Encontrei o grupo em uma praça, no centro de Chiang Mai. Éramos seis pessoas: Eve (a escritora e organizadora do encontro), seu amigo Jermel, uma viajante canadense chamada Christine, eu, e nossos professores de yoga, Laura e Matt. Juntos, fomos até a sede do retiro.

Chegar no espaço do Suan Sati foi como adentrar um portal. Ali fora eu já deixara elementos de 2019 que não fazia sentido eu carregar para 2020. A natureza presente tão viva lá dentro confirmou que era ali mesmo que eu deveria estar.
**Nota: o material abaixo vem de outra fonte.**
PR #1404, opened 2026-08-07
feat: real Exa/Serper/Yandex search backends, live-verified (task-1355)

rmusser01:
## What this is

**task-1355** — engine choice becomes real. `search_web_serper` and `search_web_yandex` were literal `pass` stubs (the dispatcher even called them with **zero arguments**, feeding `None` into the result processor), and Exa was absent entirely. All three are now implemented, wired, config-keyed, swept across every surface that enumerates engines, and **live-verified against the real APIs** for the two engines whose keys exist.

## The backends

- **Serper** — `POST google.serper.dev/search`, `X-API-KEY`, `{q, gl (lowercased), hl, num}`; organic-only parsing into the standardized shape (`position` stays `metadata.position` — mapping rank into a "relevance" field would invert its meaning for any consumer sorting descending).
- **Exa** — `POST api.exa.ai/search` with `contents: {highlights: true}` — a **recorded paid trade**: highlights bill as contents retrieval, but a result with no snippet is nearly useless to the model. First highlight becomes the snippet.
- **Yandex** — Cloud Search API v2, the synchronous REST endpoint verified at the **proto level** (the docs site is CAPTCHA-walled; `WebSearchService.Search → POST /v2/web/search` is the citable ground truth). The response wraps base64-encoded XML in `rawData`; decoding/parsing uses the repo's defusedxml-with-fallback posture, flattens `<hlword>` highlight tags, and — the honesty requirement — **raises on the in-XML `<error>` element**: a quota or auth failure arrives inside an HTTP 200, and it must never render as "No results found" for a query that was never searched. Traced end-to-end: the model receives `[search-failed] … Yandex API error (code 32): Quota exhausted…`, not a swallowed empty list.

## The sweep (a new option must be taught to every surface)

Six engine enumerations existed; each got a grep-backed verdict: the agent tool's `SEARCH_ENGINES` +3 (schema enum updates automatically), the research-interop local set +exa (it routes to `perform_websearch`), and three **recorded skips** with evidence — `Utils.py`'s `global_search_engines` (zero consumers, dead list), the server-API schema (a contract superset that already lists all three), and the retired `Tools/web_search_tool.py` (lazy re-export only, no registration). A new parity test pins the sweep's claim mechanically: every advertised engine must parse a real-shaped payload into ≥1 result — which exposed that **tavily and searx parsers are `pass` stubs on dev** (advertised engines rendering real results as "No results found"); they're allowlisted with an honest pin and **task-2990** filed.

## Safety work that rode along

[...]

PR #1412, opened 2026-08-07
fix: real tavily/searx parsers — advertised engines stop lying about results (task-2990)

rmusser01:
## What this is

**task-2990** — the follow-up filed from #1404's parity test: `parse_tavily_results` and `parse_searx_results` were `pass` stubs, so two advertised engines rendered real search results as *"No results found"*. Both parsers are now real, ported from tldw_server's complete implementations (`tldw_Server_API/app/core/Web_Scraping/WebSearch_APIs.py`) with chatbook adaptations, and the parity allowlist is empty — **every engine the agent tool advertises now parses real-shaped payloads into real results.**

## The interesting part: searx's local shape is not the server's

Chatbook's `search_web_searx` returns a JSON **string** of a `[{title, link, snippet, publishedDate}]` list (or a `{"error": …}` string) — not the server's dict shape. That forced an unplanned-but-necessary production change the review interrogated hard: `process_web_search_results`'s input guard rejected non-dicts, meaning **every searx search — including successful ones — previously died with "search_results must be a dictionary"**. The guard now accepts strings *scoped to exactly the two engines that can produce them* (tavily error-strings, searx everything); a string reaching any other engine still raises loudly (probe-confirmed brave's parser would otherwise run substring checks on the text and could silently yield zero results — the exact defect class this task closes). The review also caught the first draft of the Implementation Notes misstating this justification; the record now states the true mechanism.

## Details

- **Tavily**: dict-with-results → standardized shape; `score` → `metadata.relevance_score` (a real 0–1 score, correctly directioned — unlike serper's rank, which deliberately stays out of that field); error-string input raises through the honest seam.
- **Searx**: JSON-string decode; error-dict raises with its message; decoded non-list payloads raise (`Unexpected Searx payload shape`) instead of silently yielding zero results; `link or url` / `snippet or content` fallbacks tolerate raw-SearXNG-shaped pre-parsed lists.
- Parity fixtures corrected to the engines' REAL shapes (the searx fixture is a string, so it also pins the scoped guard); RED evidence independently reproduced by the reviewer against the pre-change module (10 exact failures).
- Known residual, recorded in the task file: the searx *backend's* dead JSON-content-type branch would iterate dict keys if ever hit — latent, since the fetch never requests `format=json` and real instances take the HTML path.

## Tests

38 passed + 3 live-gated skips in the backends file; 93 passed across the caller suites; clean collection. task-2990 closed **Done** with corrected Implementation Notes.

---
## Summary by cubic
Implemented real parsers for Tavily and Searx so these engines return actual results and surface clear errors instead of “No results found”. Also scoped the type guard to safely accept string payloads only for these two engines. Meets task-2990.

- **Bug Fixes**
  - Tavily: parse dict results; map `score` → `metadata.relevance_score`; pass `published_date`; raise on error string; per-item non-dict raises with index.
  - Searx: decode JSON string; raise on `{"error": ...}`; reject non-list/scalar payloads; support `link|url` and `snippet|content` fallbacks; per-item non-dict raises with index.
  - `process_web_search_results`: accept `str` only for `tavily`/`searx` (others remain dict-only); updated signature and error message; keeps other engines from silently zeroing results.
  - Tests/parity: added guard-scoping and per-item validation tests; corrected fixtures to real shapes; `_KNOWN_BROKEN_PARSERS` is now empty.

<sup>Written for commit 1eb14a9a8df4c5e755fb57d08b8ea589a0b1a284. Summary will update on new commits.</sup>

<a href="https://cubic.dev/pr/rmusser01/tldw_chatbook/pull/1412?utm_source=github" target="_blank" rel="noopener noreferrer" data-no-image-dialog="true"><picture><source media="(prefers-color-scheme: dark)" srcset="https://www.cubic.dev/buttons/review-in-cubic-dark.svg"><source media="(prefers-color-scheme: light)" srcset="https://www.cubic.dev/buttons/review-in-cubic-light.svg">Review in cubic</picture></a>


rmusser01:
Both Qodo findings fixed in `38a5b5acb`: the widened guard's type contract is now honest end-to-end (signature `Union[Dict, str]`, docstring, and the TypeError copy all state the tavily/searx string allowance), and both new parsers raise an index-tagged `ValueError` on non-dict list elements instead of an opaque AttributeError — with seam tests proving the message reaches `processing_error`. 42 passed + 3 live-gated skips.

Fui recepcionada por uma imensa aranha no banheiro logo que cheguei (poetisando agora parece até bonito, mas na hora eu saí correndo mesmo). Logo entendi que conviveria com elas nos dias seguintes, então comecei a dar-lhes nomes de pessoas conhecidas que respeito, mas com quem não tenho intimidade, just in case.

Refeições estavam incluídas no pacote, e uma família tailandesa estava lá para prepará-las para a gente, as melhores refeições tailandesas da minha vida por sinal. Vegana e preparada com tanto amor que era possível sentir enquanto comíamos. E foi assim que, logo no primeiro jantar, eu descobri que entrar o ano com uns quilos a menos já era a primeira meta frustrada para 2020.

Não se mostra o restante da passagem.